◆ WHAT NEEDS TO BE DONE: Report each line from the records where the string "throw" turns up.

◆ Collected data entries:
PR #353, opened 2020-12-15
fix(create): fetching template info without curl

### LINKED ISSUE #321: certificate issue in portable git bash on windows
Problem:

The `sasjs create someProject -t jobs` command fails with an exception

Cause:

When running portable git bash on a locked down windows machine the underlying `curl` command fails with a certificate error:

image

Interestingly the same command works fine in the `cmd` shell.  

Action:
Rather than throw an exception we should handle this case and present the result back to the user.

saadjutt01:
## Issue

Closes #321 

## Intent

Remove `curl`'s only existence from code, it requires certificates to be configured. Some users have issue on windows with portable git-bash

## Implementation

removed `curl` (calling github api), replaced with `git ls-remote`

## Checks

- [x] Reviewer is assigned.
image

To test:
checkout branch `issue321` and `npm start`

### DIFF
--- a/src/utils/utils.js
+++ b/src/utils/utils.js
@@ -38,18 +38,14 @@ export async function createMinimalApp(folderPath) {
 
 export async function createTemplateApp(folderPath, template) {
   const { stdout, stderr, code } = shelljs.exec(
-    `git ls-remote git@github.com:sasjs/template_${template}`,
+    `git ls-remote https://username:password@github.com/sasjs/template_${template}.git`,
     {
       silent: true
     }
   )
 
-  if (stderr.startsWith('ERROR: Repository not found.')) {
+  if (stderr.includes('Repository not found') || code) {
     throw `Template "${template}" is not sasjs template`
-  }
-
-  if (code) {
-    throw `\n${stderr}`
   }
 
   if (!stdout) {
--- a/src/utils/utils.js
+++ b/src/utils/utils.js
@@ -37,19 +37,24 @@ export async function createMinimalApp(folderPath) {
 }
 
 export async function createTemplateApp(folderPath, template) {
-  const {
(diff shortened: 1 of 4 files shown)


src/utils/utils.js
```diff
@@ -37,19 +37,24 @@ export async function createMinimalApp(folderPath) {
 }
 
 export async function createTemplateApp(folderPath, template) {
-  const {
-    stdout
-  } = shelljs.exec(
-    `curl https://api.github.com/repos/sasjs/template_${template}`,
-    { silent: true }
+  const { stdout, stderr, code } = shelljs.exec(
+    `git ls-remote git@github.com:sasjs/template_${template}`,
```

◆ ANSWER SECTION:
Rather than throw an exception we should handle this case and present the result back to the user.
     throw `Template "${template}" is not sasjs template`
-    throw `\n${stderr}`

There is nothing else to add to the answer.